| Loro tre, anzi 4, con in mano l’annuncio che avevano accettato l’offerta e saremmo partiti. |
10 anni fa eravamo pronti a lasciare nuovamente la Francia dopo due anni e mezzo dal nostro rientro in Europa dopo l’esperienza asiatica. C’era nell’aria un ritorno in india, accolto da tutti in famiglia con grande entusiasmo. A sovrapporsi però a quella che sembrava ancora ai primi di gennaio una scelta scontata, ecco arrivare un’allettante proposta in California, seguita rapidamente da un giro di perlustrazione in Silicon Valley, tanto per renderci conto. E così ai primi di febbraio eccoci a dover prendere una decisione estremamente complicata. Se sulla carta decidere il far rotta ad ovest anziché ad est, poteva sembrare un dettaglio di poco conto, nel concreto invece il peso era tutt’altro. Non ho mai fatto mistero della mia reticenza a soccombere al sogno americano, delle mie paure nello sbarcare nella baia di San Francisco e della mia chiare e netta preferenza verso una ripartenza a Chennai. Quest’ultima mi permetteva di riprendere in mano i miei progetti in modo concreto, di sognare alla grande per la mia piccola avventura imprenditoriale iniziata anni prima in India, insomma corrispondeva a quello che credevo fosse la cosa migliore per me.
Ma quando si parte in famiglia il cosa è meglio per me non esiste, esiste il cosa è meglio per noi, semplicemente.
Ho passato un paio di notti insonni tra la voglia di far prevalere un po’ di sano egoismo e quella di far “vincere” il benessere di tutti. Mi sono ripetuta come mantra per giorni che alla fine nei precedenti 15 anni avevo sempre messo il nostro equilibrio familiare in primo piano, perché non continuare a farlo? Sembra semplice ma non lo è.

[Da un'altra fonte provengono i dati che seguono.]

PR #2518, opened 2019-07-02
Allow user defines the bar chart bins

zhx828:
### What & Why
This fixes https://github.com/cbioportal/cbioportal/issues/5819

### Update bins
Aug-14-2019 10-22-04

### When bin definition is invalid
Aug-14-2019 10-22-59

### DIFF
--- a/src/pages/studyView/StudyViewPageStore.ts
+++ b/src/pages/studyView/StudyViewPageStore.ts
@@ -82,7 +82,7 @@ import {
     SPECIAL_CHARTS,
     StudyWithSamples,
     submitToPage, ChartMetaWithDimensionAndChartType,
-    UniqueKey
+    UniqueKey, ClinicalDataType
 } from './StudyViewUtils';
 import MobxPromise from 'mobxpromise';
 import {SingleGeneQuery} from 'shared/lib/oql/oql-parser';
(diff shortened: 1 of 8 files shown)


src/pages/studyView/StudyViewPageStore.ts
```diff
@@ -1299,7 +1299,27 @@ export class StudyViewPageStore {
             !this._clinicalDataBinFilterSet.get(uniqueKey)!.disableLogScale;
     }
 
-    @action addCharts(visibleChartIds:string[]) {
+    @autobind
+    @action
+    public updateCustomBins(uniqueKey: string, bins: number[]) {
+        let newFilter = _.clone(this._clinicalDataBinFilterSet.get(uniqueKey))!;
```
zhx828: Here is the observable map we discussed.

src/pages/studyView/chartHeader/ChartHeader.tsx
```diff
@@ -139,20 +143,45 @@ export class ChartHeader extends React.Component<IChartHeaderProps, {}> {
             items.push(
                 <li>
                     <a className="dropdown-item"
+                       style={{display: 'flex'}}
```
alisman: is it necessary?

alisman:
@zhx828 think maybe a single line of instructional text would help above the text area.   also, @jjgao, i experienced some funky behavior with the flyout from the flyout behavior.  hard to reproduce.  the bins flyout switched alignment.   a simpler, most robust UI would be to open it in a modal dialog.   the drawback would be that the user couldn't see the underlying chart for reference.  but that's true even now when the dialog opens to the left.   
image

src/pages/studyView/StudyViewPageStore.ts
alisman: @zhx828 we should examine why this causes entire studyview to reload.  i think this the the only action which takes place, right?  i agree with @jjgao that this should really not result in a reload.   i would be interested in getting to the bottom of it with you

jjgao:
I think a modal dialog may be a good idea in this case. Some description would also be good.

zhx828:
@jjgao @alisman I updated the PR with modal implementation. The gif above has been updated. You can also check the feather here https://cbioportal-frontend-pr-2518.herokuapp.com/study/summary?id=acc_tcga_pan_can_atlas_2018
Let me know what you think.

src/pages/studyView/StudyViewPageStore.ts
zhx828: This issue has been resolved.

zhx828:
The failing e2e is not related to this pr.

PR #2556, opened 2019-07-18
Fix show all samples button on patient view

inodb:
Fix https://github.com/cBioPortal/cbioportal/issues/6398


src/pages/patientView/clinicalInformation/PatientViewPageStore.ts
```diff
@@ -260,6 +260,20 @@ export class PatientViewPageStore {
         []
```
alisman: seems that this error was caused by change inside fetchSamplesForPatient.  code was forked so that if sampleId is present, it only fetches single sample.   We should inquire with @onursumer why that change was made.   Seems we might as well get all samples and for the patient and just snatch the one we need when we're in sample mode.

inodb: @alisman the order is slightly different compared to patient mode:

```
sampleId -> fetchSample -> derive patient id -> fetch all samples
vs
patientId -> fetch all samples
```

But yeah let's check what @onursumer says

onursumer: @alisman @inodb apparently I only moved the exact logic from `PatientViewStore` to `StoreUtils` with this commit: https://github.com/cBioPortal/cbioportal-frontend/commit/e5990026a64802816e2f072b3b9e1754c6d3b05c#diff-f69e4be5407424f0d3f365ca9b817cc5L193. So not sure if the change inside `fetchSamplesForPatient` is the culprit :)

alisman: @onursumer not sure i understand your comment.

PR #2560, opened 2019-07-19
Patient view mutations VAF oncoprint prototype

adamabeshouse:
https://cbioportal-frontend-pr-2560.herokuapp.com/patient?studyId=prad_fhcrc&caseId=05-144

there are issues with the oncoprint tooltip placement, I've logged it in another issue

### DIFF
--- a/src/pages/patientView/PatientViewPage.tsx
+++ b/src/pages/patientView/PatientViewPage.tsx
@@ -47,6 +47,7 @@ import {QueryParams} from "url";
 import {AppStore} from "../../AppStore";
 import request from 'superagent';
 import {remoteData} from "../../public-lib/api/remoteData";
+import MutationOncoprint from "./oncoprint/MutationOncoprint";
 
 const patientViewPageStore = new PatientViewPageStore();
 
@@ -409,6 +410,8 @@ export default class PatientViewPage extends React.Component<IPatientViewPagePro
                                             </div>
                                         )
                                     }
+                                    
+                                    <MutationOncoprint store={patientViewPageStore}/>
 
                                     <LoadingIndicator isLoading={patientViewPageStore.mutationData.isPending || patientViewPageStore.uncalledMutationData.isPending || patientViewPageStore.oncoKbAnnotatedGenes.isPending || patientViewPageStore.studyIdToStudy.isPending} />
 
--- a/src/pages/patientView/clinicalInformation/PatientViewPageStore.ts
+++ b/src/pages/patientView/clinicalInformation/PatientViewPageStore.ts
@@ -47,7 +47,7 @@ import {
     fetchMutationData,
     fetchDiscreteCNAData,
     generateUniqueSampleKeyToTumorTypeMap,
-    findMutationMolecularProfileId,
+    findMutationMolecularProfile,
     findUncalledMutationMolecularProfileId,
     mergeMutationsIncludingUncalled,
     fetchGisticData,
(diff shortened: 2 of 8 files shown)


jjgao:
@adamabeshouse cool, that was quick! I am wondering if we can do a heatmap clustering?

adamabeshouse:
@jjgao :+1: updated

tmazor:
Cool!!

I think this is great! It's a really nice complementary visualization to the Allele Freq column in the table and the genomic overview plot.

For example, the evolution between samples for this patient is immediately super clear: 
image
https://cbioportal-frontend-pr-2560.herokuapp.com/patient?caseId=P17&studyId=lgg_ucsf_2014

I also have a bunch of very specific thoughts/requests, but since the PR is called "prototype", I presume you're just looking for general feedback at this point?

adamabeshouse:
@tmazor I don't know what exactly I'm looking for 😄 I'm not sure what the timeline is/where we're at right now as far as specifying the feature. that's up to @jjgao

jjgao:
@tmazor if the feedback is positive, we are pushing this for production. (based on your comments, it is like to be the case :) Please add all your thoughts/requests.

... loop in @cBioPortal/product

jjgao:
I also have a few requests, but I'll hold them off and let you (@tmazor) send yours first :)

adamabeshouse:
let 'er rip! :)

tmazor:
Ok! Here, in no particular order, is my first round of feedback:

1) When I hover over the plot, the tooltip should include the gene name & protein change and the VAF should be truncated to just a few digits

2) It would be great to be able to toggle between clustering the samples and having the samples in the same order as all the other plots

3) Every other figure on this page uses a number-in-a-circle to refer to the samples, but this one uses the full sample name. I like having the sample name, but it is a bit confusing to essentially use 2 different ways of referring to each sample

4) When the plot is wider than the page, there are no visual indications that the plot is scrollable (see https://cbioportal-frontend-pr-2560.herokuapp.com/patient?caseId=P01&studyId=lgg_ucsf_2014)

5) Overall, this plot just feels a bit out of place in the page. There should be a horizontal break line below the plot/above the mutations table. The text doesn't all need to be bold. There are probably other things to do that I can't think of at the moment...

6) This might be too much, but what about actually labeling the columns with gene name + protein change? Maybe as an option? Maybe just for download?

7) This plot should have a download option

8) This issue might be specific to lgg_ucsf_2014, but plots end up looking a little funny because indels in this study don't have an allele frequency - so when an indel is called, the samples with the indel have the "-" no data symbol, and samples without the indel show grey for AF=0 (see: https://cbioportal-frontend-pr-2560.herokuapp.com/patient?caseId=P17&studyId=lgg_ucsf_2014) Can we come up with a better way to deal with this? Maybe an alternate color for "variant is present in this sample but has no allele frequency"? The "no data" symbol should probably be reserved for "gene not on gene panel" like in oncoprint.

9) There's a huge amount of white space in between the sample name and the left-most edge of the heatmap

10) The 3-circle-button next to the sample name should probably be removed if it can't be used for anything (although if we do end up providing a non-clustered option, then let's keep it so users can re-order samples)

11) The heatmap color scheme shows 0=white, but the plot uses 0=grey. 

How's that to start @adamabeshouse ?  :)

alisman:
@tmazor @jjgao, a stab in the dark here:  It strikes me that chronology might be an important vector with cfdna.  Adam tells me that in this prototype, the samples are ordered according to clustering logic, which would seem to obscure the chronological relationship.   Could we/should we design the visualization to bring that out more?

jjgao:
wow! @tmazor 

@alisman about ordering, I agree with @tmazor that we should give the user option to switch between clustering and the same order as in header.

@adamabeshouse another request is an option to only show driver mutations (based on oncokb and hotspots).

adamabeshouse:
@jjgao @tmazor almost done. a question:
for (3), do we need the numbers in circle to be draggable? this is a key question in how i will implement it.

jjgao:
@adamabeshouse Could you explain a little more? Do you mean: do we need both drag & drop feature and circle feature?

adamabeshouse:
@jjgao we'll discuss today but what i meant is do you need to be able to drag and drop the order of the samples

adamabeshouse:
@tmazor @jjgao regarding the column names:

- do we want to implement it interactive, or just for download?
- do we want it on the top, or bottom?

jjgao:
@adamabeshouse let's try bottom. It'd be good to make an option that you can add them to the heatmap (off by default).

adamabeshouse:
@tmazor @jjgao do we need (3) and (6) for the demo?

tmazor:
@adamabeshouse I'm not sure what demo you're talking about... ?

adamabeshouse:
@jjgao mentioned wanting to make a demo of the new mutations tab

adamabeshouse:
merged into https://github.com/cBioPortal/cbioportal-frontend/pull/2573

Tanti espatriati si trovano a fare i conti con gli stessi dubbi, solo cosi pare si riescono a tirar fuori le scelte migliori, per scegliere alla fin fine ci si deve tormentare un po’!
Mi sono svegliata una domenica mattina e guardando mio marito negli occhi ho detto: andiamo, andiamo in America, andiamo a Palo Alto, la scelta è definitiva, non parliamone più. Lui mi ha solo chiesto: sei sicura? Anche perché ancora la sera prima il mio NO sembrava forte e chiaro.
Perché ho cambiato idea in 12 ore? Perché mi sono resa conto che sul piatto della bilancia la mia India non avrebbe potuto competere nel lungo periodo su quello che la Silicon Valley ci avrebbe regalato. Perché ho capito che andare ad ovest anziché ad est avrebbe avuto delle conseguenze molto più positive per il futuro nostro e delle nostre ragazze. Perché la strada più semplice era partire verso qualcosa che già conoscevo, l’India, ma che alla fine adoravo l’idea di rimettermi in gioco al 100%.
E cosi il nostro mese di febbraio di 10 anni fa si è trasformato in un mese di preparativi, Paolo infatti una volta date le dimissioni non avrebbe dovuto aspettare i canonici tre mesi, dovendo comunque partire in India a marzo e non partendo più, la società per cui lavorava gli ha concesso di andarsene ai primi di marzo, il che voleva dire una partenza per lui nel giro di poche settimane, e per noi un periodo abbastanza lungo con un oceano e più di mezzo.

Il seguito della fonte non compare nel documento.